● **Instructions for the task**: Using the listing below, keep only the lines with the word "Thanks" and copy them.

———

PR #600, opened 2018-06-18
Always rely on frameState to create attributions

dodecaphonic:
Some TileSources (TileUTFGrid, TileJSON and BingMaps, to date) define
their `setAttributions` function with a `frameState` argument,
provided by PluggableMap's POSTRENDER event in OpenLayers. With
ol-cesium, OLImageProvider calls `setAttributions` on instantiation,
without any arguments -- which, of course, results in an exception.

In this commit, we've implemented getTileCredits in order to
dynamically generate credits based on what's in the viewport.

An example using Bing (with the same credentials in OpenLayer's
repository) has been added to show the change in action.

### DIFF
--- a/examples/bing.html
+++ b/examples/bing.html
@@ -1,0 +1,16 @@
+<?xml version='1.0' encoding='UTF-8'?>
+<!DOCTYPE HTML>
+<html xmlns="http://www.w3.org/1999/xhtml" xml:lang="en" lang="en">
+  <head>
+    <meta http-equiv="Content-Type" content="text/html; charset=utf-8" />
+    <meta name="robots" content="index, all" />
+    <title>Bing example</title>
+    <link rel="stylesheet" href="../node_modules/ol/ol.css" type="text/css">
+  </head>
+  <body>
+    <div id="map" style="width:600px;height:400px;"></div>
+    <input id="enable" type="button" value="Enable/disable" />
+
+    <script src="inject_ol_cesium.js"></script>
+  </body>
+</html>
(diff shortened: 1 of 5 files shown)


dodecaphonic:
Hi @gberaudo,

Great. I didn't have all that context when I made the change. You are absolutely right.

I'll look into what you've suggested and adapt my patch accordingly.

gberaudo:
Hi @dodecaphonic, what is the status of your PR? Are you still working on it?

There is interest in having a resolution for this, see https://github.com/openlayers/ol-cesium/issues/607#issuecomment-406190586.

gberaudo:
After a quick look to the code, here is my suggestion:
In src/olcs/core/OLImageryProvider.js
- remove the createCreditForSource function and remove the this.credit_ property;
- implement getTileCredits(x, y, level) with something like:
```js
const zoom = this.tilingScheme_ instanceof Cesium.GeographicTilingScheme ? level + 1 : level;
const attributions = this.source_.getAttributions();
const olExtent = this.map_.getView().calculateExtent(this.map_.getSize());
const framestate = {
  viewState: {zoom},
  extent: olExtent
};
const credits = attributions.map(olAttribution => createCreditFromAttribution(attribution(framestate));
return credits;
```

dodecaphonic:
Hi, @gberaudo. I'm getting back to it in a couple of days and will look into your suggestions. I need to fix this, since my project still depends on olcs.

dodecaphonic:
@gberaudo I've made the changes you've suggested, and it seems to be working correctly.

gberaudo:
Thanks @dodecaphonic for your contribution.

dodecaphonic:
Thank you for your guidance, @gberaudo.

Issue #593, opened 2018-05-29
Stacked ground corridors for polygon outline


ediebold:
The stacked ground corridors work great for polylines, but aren't implemented for polygon outlines. It'd be great if we could get this implemented in the same way.

gberaudo:
Yes I guess it is possible to take all rings of a grounded polygon and create stacked ground corridors from them. PR welcome.

ediebold:
Thanks. I'd had a quick look, but was scared off by the different structure of the polygon conversion code. I really need it though, so once I can get my issues in #594 fixed I'll give it a go.

ediebold:
I was about to try and do this, but it looks like the next version of Cesium is going to include support for polylines on terrain: https://github.com/AnalyticalGraphicsInc/cesium/pull/6615

With that in mind, it probably makes more sense to wait for the next Cesium release and simply replace the stacked corridor code with support for the native polylines on terrain. After doing that, it shouldn't be too hard to use the same system for the polygon outlines.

———

● **Finished task**:
Thanks @dodecaphonic for your contribution.
Thanks. I'd had a quick look, but was scared off by the different structure of the polygon conversion code. I really need it though, so once I can get my issues in #594 fixed I'll give it a go.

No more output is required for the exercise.